THE TASK: Please work out how many lines of this material include "unittest", and answer with that number by itself.

PROVIDED INFORMATION:
PR #836, opened 2023-02-06
Webhook exporter allowing Pelorus to work with push data model

mpryc:
Check README.md in the webhook folder.

# Testing

Some testing instructions:

On one terminal:
```shell
$ make dev-env
$ source .venv/bin/activate
$ cd exporters/webhook
$ uvicorn app:app
```

On another terminal

```shell

$ cd exporters/tests/data
$ curl -X POST http://localhost:8000/pelorus/webhook -d @./webhook_pelorus_committime.json -H "Content-Type: application/json" -H "User-Agent: Pelorus-Webhook/test" -H "X-Pelorus-Event: committime"
$ curl -X POST http://localhost:8000/pelorus/webhook -d @./webhook_pelorus_deploytime.json -H "Content-Type: application/json" -H "User-Agent: Pelorus-Webhook/test" -H "X-Pelorus-Event: deploytime"
$ curl -X POST http://localhost:8000/pelorus/webhook -d @./webhook_pelorus_failure_created.json -H "Content-Type: application/json" -H "User-Agent: Pelorus-Webhook/test" -H "X-Pelorus-Event: failure"
$ curl -X POST http://localhost:8000/pelorus/webhook -d @./webhook_pelorus_failure_resolved.json -H "Content-Type: application/json" -H "User-Agent: Pelorus-Webhook/test" -H "X-Pelorus-Event: failure"
```

Navigate to the endpoint: `http://localhost:8000/metrics`, you should see all the metrics collected:

```html
# HELP commit_timestamp Commit timestamp
# TYPE commit_timestamp gauge
commit_timestamp{app="mongo-todolist",commit_hash="5379bad65a3f83853a75aabec9e0e43c75fd18fc",image_sha="sha256:af4092ccbfa99a3ec1ea93058fe39b8ddfd8db1c7a18081db397c50a0b8ec77d",namespace="mongo-persistent"} 1.557933657e+09
# HELP deploy_timestamp Deployment timestamp
# TYPE deploy_timestamp gauge
deploy_timestamp{app="mongo-todolist",image_sha="sha256:af4092ccbfa99a3ec1ea93058fe39b8ddfd8db1c7a18081db397c50a0b8ec77d",namespace="mongo-persistent"} 1.557933657e+09
# HELP failure_creation_timestamp Failure Creation Timestamp
# TYPE failure_creation_timestamp gauge
failure_creation_timestamp{app="mongo-todolist",failure_id="MONGO-1"} 1.557933657e+09
# HELP failure_resolution_timestamp Failure Resolution Timestamp
# TYPE failure_resolution_timestamp gauge
failure_resolution_timestamp{app="mongo-todolist",failure_id="MONGO-1"} 1.557933657e+09
```

Also for testing a simple `make unit-tests` should do most of the job, as the coverage for the new functions is almost at 100%.

@redhat-cop/mdt

### DIFF
--- a/exporters/tests/test_in_memory_metric.py
+++ b/exporters/tests/test_in_memory_metric.py
@@ -1,0 +1,170 @@
+#
+# Copyright Red Hat
+#
+#    Licensed under the Apache License, Version 2.0 (the "License"); you may
+#    not use this file except in compliance with the License. You may obtain
+#    a copy of the License at
+#
+#         http://www.apache.org/licenses/LICENSE-2.0
+#
+#    Unless required by applicable law or agreed to in writing, software
+#    distributed under the License is distributed on an "AS IS" BASIS, WITHOUT
+#    WARRANTIES OR CONDITIONS OF ANY KIND, either express or implied. See the
+#    License for the specific language governing permissions and limitations
+#    under the License.
+#
+
+
+from unittest import mock
+
+import pytest
+from prometheus_client import REGISTRY
+from prometheus_client.registry import Collector
+
+from webhook.models.pelorus_webhook import CommitTimePelorusPayload, PelorusPayload
+from webhook.store.in_memory_metric import (
+    PelorusGaugeMetricFamily,
+    _pelorus_metric_to_dict,
+    pelorus_metric_to_prometheus,
+)
+
+metric_labels = list(_pelorus_metric_to_dict(CommitTimePelorusPayload).values())
+
+in_memory_test_committime_metrics = PelorusGaugeMetricFamily(
+    "test_committime_metrics",
+    "Test timestamp",
+    labels=metric_labels,
+)
+
+
+class CustomCommitCollector(Collector):
+    def __init_subclass__(cls) -> None:
+        super().__init_subclass__()
+
+        # make sure __hash__ is something prometheus' registry can handle properly.
+        cls.__hash__ = lambda self: id(self)  # type: ignore
+
+    def collect(self) -> PelorusGaugeMetricFamily:
+        yield in_memory_test_committime_metrics
+
+
+class TestInMemoryMetric:
+    def setup_method(self):
+        self.custom_collector = CustomCommitCollector()
+        REGISTRY.register(self.custom_collector)
+
+    def teardown_method(self):
+        REGISTRY.unregister(self.custom_collector)
+
+    @pytest.mark.parametrize(
+        "name,timestamp,image_hash,namespace,commit_hash",
+        [
+            (
+                "todolist",
+                "timestamp_str",
+                "sha256:af4092ccbfa99a3ec1ea93058fe39b8ddfd8db1c7a18081db397c50a0b8ec77d",
+                "mynamespace",
+                "5379bad65a3f83853a75aabec9e0e43c75fd18fc",
+            ),
+        ],
+    )
+    def test_pelorus_gauge_metric_family(
+        self, name, timestamp, image_hash, namespace, commit_hash
+    ):
+        """
+        Verifies if the metric passed to the pelorus_metric_to_prometheus method
+        and then registered in our CustomCommitCollector is properly collected
+        by Prometheus. It does it by getting sample value and comparing the
+        timestamp of that metric to the timestamp of the data received from
+        Prometheus.
+        """
+        commit_payload = CommitTimePelorusPayload(
+            app=name,
+            timestamp=timestamp,
+            image_sha=image_hash,
+            namespace=namespace,
+            commit_hash=commit_hash,
+        )
+
+        prometheus_commit_metric = pelorus_metric_to_prometheus(commit_payload)
+        in_memory_test_committime_metrics.add_metric(
+            commit_payload.commit_hash,
+            prometheus_commit_metric,
+            commit_payload.timestamp,
+        )
+
+        metric_labels = {
+            "app": name,
+            "image_sha": image_hash,
+            "commit_hash": commit_hash,
+            "namespace": namespace,
+        }
+
+        query_result = REGISTRY.get_sample_value(
+            "test_committime_metrics",
+            labels=metric_labels,
+        )
+
+        assert query_result == timestamp
+
+
+def test_all_models_have_prometheus_mappings():
+    """
+    Safeguard test to ensure new PelorusPayload models also have
+    corresponding Prometheus model.
+
+    It does this by verifying if all models which are inheriting
+    from PelorusPayload class returns non empty dictionary from the
+    _pelorus_metric_to_dict method, where the mappings are defined.
+
+    We need to test this scenario to ensure we know how to store
+    each of the Pelorus data models into Prometheus.
+    """
+    import webhook.models.pelorus_webhook as pelorus_webhook
+
+    test_models = []
+
+    for cls in pelorus_webhook.__dict__.values():
+        if isinstance(cls, type) and issubclass(cls, PelorusPayload):
+            test_models.append(cls)
+
+    for test_model in test_models:
+        metric = _pelorus_metric_to_dict(test_model)
+        assert bool(metric)  # dict should not be empty
+
+
+class NewPelorusPayloadModel(PelorusPayload):
+    pass
+
+
+def test_model_do_not_have_prometheus_mapping():
+    """
+    Negative safeguard test to ensure that proper Error is raised
+    when the new models which are inheriting from PelorusPayload
+    model do not have corresponding Prometheus model defined in
+    the _pelorus_metric_to_dict method.
+    """
+
+    with pytest.raises(TypeError) as type_error:
+        _pelorus_metric_to_dict(NewPelorusPayloadModel)
+    assert "Improper prometheus data model" in str(type_error.value)
+
+
+@mock.patch(
+    "webhook.store.in_memory_metric._pelorus_metric_to_dict",
+    return_value={"app": "nonexisting"},
+)
+def test_model_missing_value_in_model(*args):
+    """
+    Negative safeguard test to ensure that the model which is
+    inheriting from the PelorusPayload  model does match
+    expected Prometheus model defined in the _pelorus_metric_to_dict
+    method.
+
+    It does this by verifying if all the expected variables are defined
+    in the PelorusPayload model, otherwise raising TypeError.
+    """
+
+    with pytest.raises(TypeError) as type_error:
+        pelorus_metric_to_prometheus(NewPelorusPayloadModel)
+    assert "Attribute nonexisting was not found in" in str(type_error.value)
--- a/exporters/tests/test_pelorus_base_plugin.py
+++ b/exporters/tests/test_pelorus_base_plugin.py
@@ -1,0 +1,349 @@
+#
+# Copyright Red Hat
+#
+#    Licensed under the Apache License, Version 2.0 (the "License"); you may
+#    not use this file except in compliance with the License. You may obtain
+#    a copy of the License at
+#
+#         http://www.apache.org/licenses/LICENSE-2.0
+#
+#    Unless required by applicable law or agreed to in writing, software
+#    distributed under the License is distributed on an "AS IS" BASIS, WITHOUT
+#    WARRANTIES OR CONDITIONS OF ANY KIND, either express or implied. See the
+#    License for the specific language governing permissions and limitations
+#    under the License.
+#
+
+import http
+import json
+import time
+from typing import Any, Awaitable
+from unittest.mock import AsyncMock, Mock, patch
+
+import pytest
+from pydantic import ValidationError, parse_obj_as
+from typing_extensions import override
+
+from webhook.models.pelorus_webhook import (
+    CommitTimePelorusPayload,
+    PelorusMetric,
+    PelorusMetricSpec,
+)
+from webhook.plugins.pelorus_handler_base import (
+    Headers,
+    HTTPException,
+    PelorusWebhookPlugin,
+    PelorusWebhookResponse,
+    Request,
+)
+
+
+@pytest.mark.parametrize(
+    "test_no,http_response,http_response_code",
+    [
+        (1, "Invalid Payload.", http.HTTPStatus.UNPROCESSABLE_ENTITY),
+        (2, "Invalid Payload.", "422"),
+    ],
+)
+def test_pelorus_webhook_valid_response(test_no, http_response, http_response_code):
+    """
+    Test for the PelorusWebhookResponse class. The response code is a valid
+    HTTPStatus code. The http_response is valid string, so the
+    PelorusWebhookResponse is also valid.
+    """
+
+    # Test for proper message and response code is used.
+    response = PelorusWebhookResponse(
+        http_response=http_response, http_response_code=http_response_code
+    )
+
+    assert response.http_response == http_response
+    if test_no == 1:
+        assert response.http_response_code == http_response_code
+    if test_no == 2:
+        assert int(response.http_response_code) == int(http_response_code)
+
+
+@pytest.mark.parametrize(
+    "test_no,http_response,http_response_code",
+    [
+        (1, None, http.HTTPStatus.UNPROCESSABLE_ENTITY),
+        (2, "Invalid Payload.", 99),
+        (3, "Invalid Payload.", 601),
+        (4, "Invalid Payload.", None),
+    ],
+)
+def test_pelorus_webhook_invalid_response(test_no, http_response, http_response_code):
+    """
+    Negative test for the PelorusWebhookResponse class.
+    The response code must be a valid and http_response must be valid string.
+    """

WRITTEN SOLUTION: 2